Semenjak kejadian itu aku mulai dekat dengan si Dewa Ide. Berdiskusi banyak hal dari mulai panggung, naskah hingga filsafat. Aku sungguh menikmatinya. Dekat dan selalu berada di sisi bintang kampus ini. Nyaman sekali berada dengannya, semua ide mustahilku berlahan-lahan ia bantu untuk diwujudkan. Pada beberapa proyek teatrikalnya, tanpa segan ia melibatkanku. Jadilah aku yang dulu pemalu, pesimistis, dan selalu ketakutan berubah menjadi si konseptor penuh percaya diri.

Sampai pada sebuah waktu. Ketika semua orang berlomba untuk turut serta dalam proyek ini. Ketika para sponsor berlomba-lomba untuk mensponsori acara megah ini. Ketika semua seniman dari seluruh dunia rela menyisihkan waktunya untuk datang melihat monolog paling hebat sepanjang tahun. Dengan arif Dudung menolakku untuk turut serta.

Aku hanya diam, menghujani Dudung dengan makian dalam hati. Beberapa hari aku tak bicara dengannya. Beberapa hari juga aku tak datang ke kampus. Hanya mengurung diri di dalam kamar dan terus menangis. Bagaimana mungkin ia tidak melibatkanku dalam proyek raksasa ini? Padahal ini adalah kesempatan yang kutunggu-tunggu untuk merealisasikan semua ideku.

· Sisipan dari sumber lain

Issue #705, opened 2019-11-19
Pattern: Develop an alpha version of the cards with images


RobertaJHahn:
#### User Story

> As a `[user role below]`:
DDS developer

Suara kamarku diketuk pelan hampir tak bersuara. Aku tak bergeming menyangka itu hanya ranting pohon yang tak sengaja terkantuk pintu. Ketukan berikutnya terdengar jelas, diketuk dengan nada. Aku bangkit dari tidurku, membuka pintu kamar dengan wajah tak karuan.

Fiksi, akan kujelaskan beberapa hal” Dudung berdiri dihadapanku. Berpakaian T-Shirt dengan tulisan ‘God is a Script Writer’. Wajahnya masih rupawan dan jarinya tentu saja masih keriting. Aku menggeleng dan hendak menutup pintu kamarku. Dengan sigap Dudung mencegahnya dan berlutut padaku.

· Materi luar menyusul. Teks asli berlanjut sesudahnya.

PR #1019, opened 2020-01-14
feat(pattern): updated list-section to use the content-group

RaphaelAmadeu:
### Related Ticket(s)

#745 

### Description

I've updated the `ListSection` pattern, so it uses the `ContentGroup` component

### Changelog

**Changed**

- JS and  SCSS code for the `ListSection`

**Removed**

- SCSS code that was not being used


packages/patterns-react/src/patterns/ListSection/ListSectionGroup.js
```diff
@@ -24,14 +25,22 @@ const { prefix } = settings;
  */
 const ListSectionGroup = ({ listGroup: { title, lists } }) => {
```
photodow: Is `ListSectionGroup`, and `ContentGroup` kind of the same thing? Does it make sense to remove this file, and use `ContentGroup similarly to how `ListSectionGroup` was being used in `ListSection`?

packages/styles/scss/patterns/listsection/_listsection-group.scss
```diff
@@ -6,16 +6,14 @@
...
+  }
 
-      margin-top: $carbon--layout-05;
-    }
-    @include carbon--breakpoint('lg') {
-      &__title {
-        margin-top: $carbon--layout-06;
-      }
+  .#{$prefix}--content-group {
+    padding-bottom: $carbon--layout-03;
```
photodow: Is this the right place for this? Should this be apart of the `ContentGroup`?

packages/styles/scss/patterns/listsection/_listsection-group.scss
```diff
@@ -6,16 +6,14 @@
 //
 
 @mixin listsection-group {
-  .#{$prefix}--listsection-group {
-    &__title {
-      @include type-style('expressive-heading-04');
+  .#{$prefix}--content-group__title {
+    padding-left: 0;
```
photodow: This shouldn't be necessary... Looking at the `ContentGroup` it looks as if there are still some grid stuff in there?

packages/patterns-react/src/patterns/ListSection/ListSectionGroup.js
jeffchew: Right...it seems like `ListSectionGroup` can be removed entirely and just use `ContentGroup` directly?

photodow: @jeffchew yeah, that's what I was trying to suggest. Sorry if it came out a little confusing.

packages/styles/scss/patterns/listsection/_listsection-group.scss
jeffchew: I removed it and looks to be adding some padding to the left of the title by default. I say let's leave this in here for now, and come back to it when we refactor the MixedArray.

jeffchew:
@photodow fortunately, @RaphaelAmadeu gave me contributor access to his fork before he left on vacation. I consolidated the `ListSectionGroup` and think this should be good for now until we refactor the `MixedArray`.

“ Fiksi maafkan aku. Sekarang aku sangat membutuhkanmu. Tidak ada yang bisa kuajak berdiskusi semenegerti kamu fik. Tidak ada yang bisa menterjemahkan isi kepalaku sebaik kamu. Aku sungguh-sungguh butuh kamu. Bahkan Sri tidak bisa memainkan monolog ini dengan jiwanya. Ia datar dan kaku meskipun intonasi dan lafalnya indah sekali. Aku butuh kamu untuk menumbuhkan jiwa itu” dudung merengek.

“ Tunggu 10 menit lagi, aku mandi dulu” aku menjawab singkat dan ketus. Dudung bangkit dari posisi berlututnya dan memelukku. Diam-diam aku menangis, rindu sekali dengan sosoknya.

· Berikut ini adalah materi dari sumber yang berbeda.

Issue #976, opened 2020-01-08
[ImageCards] Updates to condensed grid per PR feedback


jeffchew:
@mkothur naw, @annawen1's right. We need the spacing inbetween. That comes from the Condensed Grid. We don't have to build that into each component, we just have to use what's already there. If Carbon decides one day they want to change the condensed grid to `3px`, then we have to go to a bunch of components and patterns to make sure we updated.

Here are a couple resources...
https://github.com/carbon-design-system/carbon/blob/master/packages/grid/scss/_mixins.scss#L19-L44
https://carbon-elements.netlify.com/grid/examples/preview/#condensed-grid
https://www.carbondesignsystem.com/guidelines/2x-grid/implementation/#the-condensed-grid

Reach out if you have any questions or concerns.

_Originally posted by @photodow in https://github.com/carbon-design-system/ibm-dotcom-library/pull/803_

photodow:
Here's a reduced case using codesandbox to show how to use the condensed grid. It's already in the `CSS`, so you just have to use the proper class name `bx--grid--condensed` at a parent level...

https://codesandbox.io/s/pedantic-galileo-o7ei3

PR #1034, opened 2020-01-14
fix(pattern): fixed gutter between cards using gridCondensed property

mkothur:
### Related Ticket(s)

Related to ticket #976

### Description

Added the grid condensed property in cardSection pattern which will help to create spacing between cards. And restructure the JSX little bit to match the CSS changes.

And also added margin in logo_grid CSS to look nicer.

### Changelog

**Changed**

CardSection - js and scss
logGrid - scss

### DIFF
--- a/packages/patterns-react/src/patterns/CardSection/CardSection.js
+++ b/packages/patterns-react/src/patterns/CardSection/CardSection.js
@@ -67,24 +67,36 @@ const CardSection = ({ title, cards, theme }) => {
       className={classNames(`${prefix}--card-section`, setTheme(theme))}>
       <div className={`${prefix}--card-section__container`}>
         <div className={`${prefix}--card-section__row`}>
-          <div className={`${prefix}--card-section__col`}>
+          <div className={`${prefix}--card-section__col--left`}>
             <h2 className={`${prefix}--card-section__title`}>{title}</h2>
+          </div>
+          <div className={`${prefix}--card-section__col--right`}>
             <div
-              className={`${prefix}--card-section__cards`}
+              className={classNames(
+                `${prefix}--card-section__cards`,
+                `${prefix}--grid--condensed`
+              )}
               ref={containerRef}>
-              {cards.map((card, index) => {
-                return (
-                  <CardLink
-                    key={index}
-                    image={card.image}
-                    title={card.title}
-                    content={card.copy}
-                    href={card.link.href}
-                    target={card.link.target}
-                    icon={<ArrowRight20 />}
-                  />
-                );
-              })}
+              <div className={`${prefix}--card-section__cards__container`}>
+                <div className={`${prefix}--card-section__cards__row`}>
+                  {cards.map((card, index) => {
+                    return (
+                      <div className={`${prefix}--card-section__cards__col`}>
+                        <CardLink
+                          key={index}
+                          imgSrc={card.imgSrc}
+                          altText={card.altText}
+                          title={card.title}
+                          content={card.copy}
+                          href={card.link.href}
+                          target={card.link.target}
+                          icon={<ArrowRight20 />}
+                        />
+                      </div>
+                    );
+                  })}
+                </div>
+              </div>
             </div>
           </div>
         </div>
--- a/packages/patterns-react/src/patterns/CardSection/CardSection.js
+++ b/packages/patterns-react/src/patterns/CardSection/CardSection.js
@@ -67,36 +67,25 @@ const CardSection = ({ title, cards, theme }) => {
       className={classNames(`${prefix}--card-section`, setTheme(theme))}>
       <div className={`${prefix}--card-section__container`}>
         <div className={`${prefix}--card-section__row`}>
-          <div className={`${prefix}--card-section__col--left`}>
-            <h2 className={`${prefix}--card-section__title`}>{title}</h2>
-          </div>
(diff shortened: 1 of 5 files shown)


packages/styles/scss/patterns/card-section/_card-section.scss
```diff
@@ -50,96 +36,61 @@
...
+          @include carbon--make-col(4, 8);
+        }
+        @include carbon--breakpoint('lg') {
+          @include carbon--make-col(1, 3);
+        }
 
-      > *:not(:last-child) {
-        margin-bottom: 0;
+        margin-top: $carbon--grid-gutter--condensed / 2;
+        margin-bottom: $carbon--grid-gutter--condensed / 2;
```
photodow: I think I saw https://github.com/carbon-design-system/carbon/pull/4960 got merged in. These lines of code may not be necessary anymore.

mkothur: you mean we could remove these props and just have `${prefix}--grid--condensed` this in JSX right?

mkothur: But we do need `margin-bottom: $carbon--grid-gutter--condensed / 2` this prop in that  I guess. Because when I remove both of them it looks like this.
image

photodow: Looks like they might not have releasee it yet for some reason. I thought they were doing nightly builds. I guess we can wait a little longer.

mkothur: Okay.

photodow:
This is looking a lot cleaner! 🎉

With that said there are some minor grid alignment issues we need to resolve.

It doesn't have a `max-width` because it looks like you didn't include the `bx--make-container` mixin.
image

Unless it's supposed to be full width, in that case it's still slightly off.
image


------


I think the learn template maxes out its width out, but in general should we plan for when the adopter uses the full-width grid modifier? @jeffchew @annawen1 @kennylam @RaphaelAmadeu

packages/styles/scss/patterns/card-section/_card-section.scss
```diff
@@ -50,96 +36,61 @@
...
-      @include carbon--make-col(8, 8);
+      &__container {
+        @include carbon--make-container;
+      }
+      &__row {
+        @include carbon--make-row;
+      }
+      &__col {
+        @include carbon--make-col-ready;
+        @include carbon--make-col(4, 4);
```
photodow: When we added this line earlier I wasn't really thinking. All it does is set 100%. Since it's 100% be default I don't think it's needed.

packages/patterns-react/src/patterns/CardSection/CardSection.js
```diff
@@ -67,25 +67,36 @@ const CardSection = ({ title, cards, theme }) => {
...
-                    title={card.title}
-                    content={card.copy}
-                    href={card.link.href}
-                    target={card.link.target}
-                    icon={<ArrowRight20 />}
-                  />
-                );
-              })}
+              <div className={`${prefix}--card-section__cards__container`}>
+                <div className={`${prefix}--card-section__cards__row`}>
```
photodow: So we talked a little about this on the call this morning. I think this can be simplified. Now that we have it working let's try to get rid of what we don't need. I think reducing some of this will also resolve some of the alignment issues I'm seeing.

Take a look at the following...

```jsx
<div className= className={`${prefix}--card-section__container`}>
  <div className={`${prefix}--card-section__row`}>
    <h2 className={`${prefix}--card-section__title`}>{title}</h2>
    <div className={`${prefix}--card-section__cards`}>
      <div className={`${prefix}--card-section__cards ${prefix}--row--condensed`}>
      {cards.map((card, index) => {
        return (
          <div className={`${prefix}--card-section__cards__col`}>
            <CardLink />
          </div>
        );
      })}
    </div>
  </div>
</div>
```

```scss
.card-section {
  @include carbon--make-container;

  &__row {
    @include carbon--make-row;
  }

  &__title {
    @include carbon--make-col(4, 16);
    // add your breakpoints and spans.
  }

  &__cards {
    @include carbon--make-col(12, 16);
    // add your breakpoints and spans.

    &__row {
      @include carbon--make-row;
    }
    &__col {
      @include carbon--make-col(1, 3);
      // add your breakpoints and spans.
    }
  }
}
```

Notice how `col--left` and `col--right` was moved onto `title` and `cards`, and how we removed `cards__container`.

packages/patterns-react/src/patterns/CardSection/__stories__/CardSection.stories.js
```diff
@@ -77,7 +77,7 @@ const cardsGroup = {
     },
     {
       image: {
-        defaultImage: 'http://picsum.photos/id/1003/1056/480',
+        defaultImage: 'https://picsum.photos/id/1018/1056/480',
```
photodow: I can't add a comment, but on line `L#67` above. The image isn't rendering. I added `https`, and it seemed to work for me?

mkothur: yeah @photodow: the `s` is missing from the image URL  because of the feature link  commit from @carthick 
image
Let me update the PR.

Kusaksikan dengan mata kepalaku seorang aktris berbicara tanpa makna. Kurasakan dengan segenap pori-pori diseluruh tubuhku seorang manusia ciptaan Tuhan yang elok ini tidak bisa membaca penuh rasa. Kupandang dengan mata dan telingaku seorang juara Monolog Nasional bermain monolog dengan buta, tanpa pandangan penuh hayat. Gagal total latihan kali ini. Hambar tanpa rasa.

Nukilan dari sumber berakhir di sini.